«Лазарь воскрес!»
– Всё ездиют, дураки, северный полюс ищут, а – на кой чорт он нужен, полюс? – угрюмо негодовал Меркулов.
– Любопытство, – объяснил архитектор, прихлебывая вино и строго уставив на Клима черные глаза. – Любознательность, – прибавил он.
Слева от Самгина хохотал на о владелец лучших в городе семейных бань Домогайлов, слушая быстрый говорок Мазина, члена городской управы, толстого, с дряблым, безволосым лицом скопца; два года тому назад этот веселый распутник насильно выдал дочь свою за вдового помощника полицмейстера, а дочь, приехав домой из-под венца, – застрелилась.
– Он, бедненький, дипломатическую рожу сделал себе, а у меня коронка от шестерки, ну, я его и взвинтила! – сочно хвасталась дородная женщина в шелках; ее уши, пухлые, как пельмени, украшены тяжелыми изумрудами, смеется она смехом уничтожающим. Это – Фиона Трусова, ростовщица, все в городе считают ее женщиной безжалостной, а она говорит, что ей известен «секрет счастливой жизни». Она – дочь кухарки предводителя уездного дворянства, начала счастливую жизнь любовницей его, быстро израсходовала старика, вышла замуж за ювелира, он сошел с ума; потом она жила с вице-губернатором, теперь живет с актерами, каждый сезон с новым; город наполнен анекдотами о ее расчетливом цинизме и удивляется ее щедрости: она выстроила больницу для детей, а в гимназиях, мужской и женской, у нее больше двадцати стипендиатов.
– В этом сезоне у нас драматическая труппочка шикарнейшая будет, – говорит она со вкусом, наливая коньяк лесоторговцу Усову, маленькому, носатому, сверкающему рыжими глазами.
– Деды и отцы учили: «Надо знать, где что взять», – ворчит Меркулов архитектору, а тот, разглядывая вино на огонь, вздыхает:
– Сейчас церковное строительство процветает в Сибири по линии железной дороги.
– Нет, ты, Фиона Митревна, послушай! – кричит Усов. – Приехал в Васильсурск испанец дубовую клепку покупать, говорит только по-своему да по-французски. Ну, Васильсурску не учиться же по-испански, и начали испанца по-русски учить. Ну, знаешь, и – научили...
Самгин ел раков, пил вкусное пиво, слушал. Семнадцать человек сосчитал он в ресторане, все это – домовладельцы, «отцы города», как зовет их Робинзон. Это не самые богатые люди, но они именно те «чернорабочие, простые люди», которые, по словам историка Козлова, не торопясь налаживают крепкую жизнь, и они значительнее крупных богачей, уже сытых до конца дней, обленившихся и равнодушных к жизни города. По Козлову, да и по внушению разума, следовало бы думать об этих людях благожелательно, но Самгин невольно думал:
«Кончу университет и должен буду служить интересам этих быков. Женюсь на дочери одного из них, нарожу гимназистов, гимназисток, а они, через пятнадцать лет, не будут понимать меня. Потом – растолстею и, может быть, тоже буду высмеивать любознательных людей. Старость. Болезни. И – умру, чувствуя себя Исааком, принесенным в жертву – какому богу?»

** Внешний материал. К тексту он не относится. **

PR #897, opened 2017-02-14
Make BinaryThreshold cancelable and report its progress

cquammen:
This shows how to make ITK-based data transforms cancelable and report
thir progress. We add a progress observer command that invokes a local
function each time a progress event is emitted. This function relays
the progress to Tomviz and checks to see if the ITK filter should be
canceled, or aborted in ITK parlance. If canceled, the filter throws a
RuntimeError that we catch and ignore, then return from the
transform_scalars function early.

This example also splits the transform into different steps, each of
which is assigned a somewhat arbitrary progress percentage that is
completed when the step is finished.

### DIFF
--- a/tomviz/python/BinaryThreshold.py
+++ b/tomviz/python/BinaryThreshold.py
@@ -1,56 +1,86 @@
-def transform_scalars(dataset, lower_threshold=40.0, upper_threshold=255.0):
-    """This filter computes a binary threshold on the data set and
-    stores the result in a child data set. It does not modify the dataset
-    passed in."""
+import tomviz.operators
 
-    returnValue = None
 
-    # Try imports to make sure we have everything that is needed
-    try:
-        import itk
-        import vtk
-        from tomviz import itkutils
-    except Exception as exc:
-        print("Could not import necessary module(s)")
-        print(exc)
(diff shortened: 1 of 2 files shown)


cquammen:
Some improvements coming...

cquammen:
Okay, ready for review now.

tomviz/python/BinaryThreshold.py
```diff
@@ -1,56 +1,85 @@
...
+
+            itkutils.set_array_from_itk_image(label_map_dataset,
+                                              threshold_filter.GetOutput())
+            self.progress.value = STEP_PCT[4]
+
+            returnValue = {
+                "thresholded_segmentation": label_map_dataset
+            }
+
+        except Exception as exc:
```
thewtex: We still want to add

```
print("Exception encountered while running BinaryThreshold")
```
here?

cquammen: Yes, you are right, catching and re-raising the exception isn't all that useful. I'll print the message.

cquammen:
Thanks! You made the progress/cancel options easy, and the ITK Python wrapping thankfully has that wonderful callback mechanism available.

Мысли были новые, чужие и очень тревожили, а отбросить их – не было силы. Звон посуды, смех, голоса наполняли Самгина гулом, как пустую комнату, гул этот плавал сверху его размышлений и не мешал им, а хотелось, чтобы что-то погасило их. Сближались и угнетали воспоминания, всё более неприязненные людям. Вот – Варавка, для которого все люди – только рабочая сила, вот гладенький, чистенький Радеев говорит ласково:
– Люблю интеллигентных людей за бескорыстие ихнее, за честное отношение к работе-с.
Рядом с ними – Лютов, который относится к революционерам, точно к приказчикам своим. Вспомнился и Кутузов, посвятивший себя работе разрушения этой жизни, но Клим Самгин мысленно отмахнулся от него.
«Этот вышел из игры. И, вероятно, надолго. А – Маракуевы, Поярковы – что они могут сделать против таких вот? – думал он, наблюдая людей в ресторане. – Мне следует развлечься», – решил он и через несколько минут вышел на притихшую улицу.
Клочковатые, черные облака двигались над городом, он сравнил облака с медведями. В синих пропастях сверкали необычно яркие звезды, сверкали как бы нарочно для того, чтоб видно было, как глубоки пропасти, откуда веяло осенней свежестью. Магазины уже закрыты, и было так темно, что столбы фонарей почти не замечались, а огни их, заключенные в стекло, как будто взвешены в воздухе. Ночные женщины шагали по панели от фонаря к фонарю, как солдаты на часах, таскали тени свои по истоптанному кирпичу. Клим заглядывал под шляпки, ему улыбались лица, стертые темнотой; улыбочки отталкивали.
«Самый независимый человек – Иноков, – думал Клим. – Но независим лишь потому, что еще не успел соблазниться чем-то. Впрочем, он уже влюбился в женщину, которая лет на десять или более старше его».
Вороватым шагом Самгина обогнал какой-то юноша в шляпе, закрывавшей половину лица его, он шагал по кривым линиям, точно желая, но не решаясь, описать круг около каждой женщины.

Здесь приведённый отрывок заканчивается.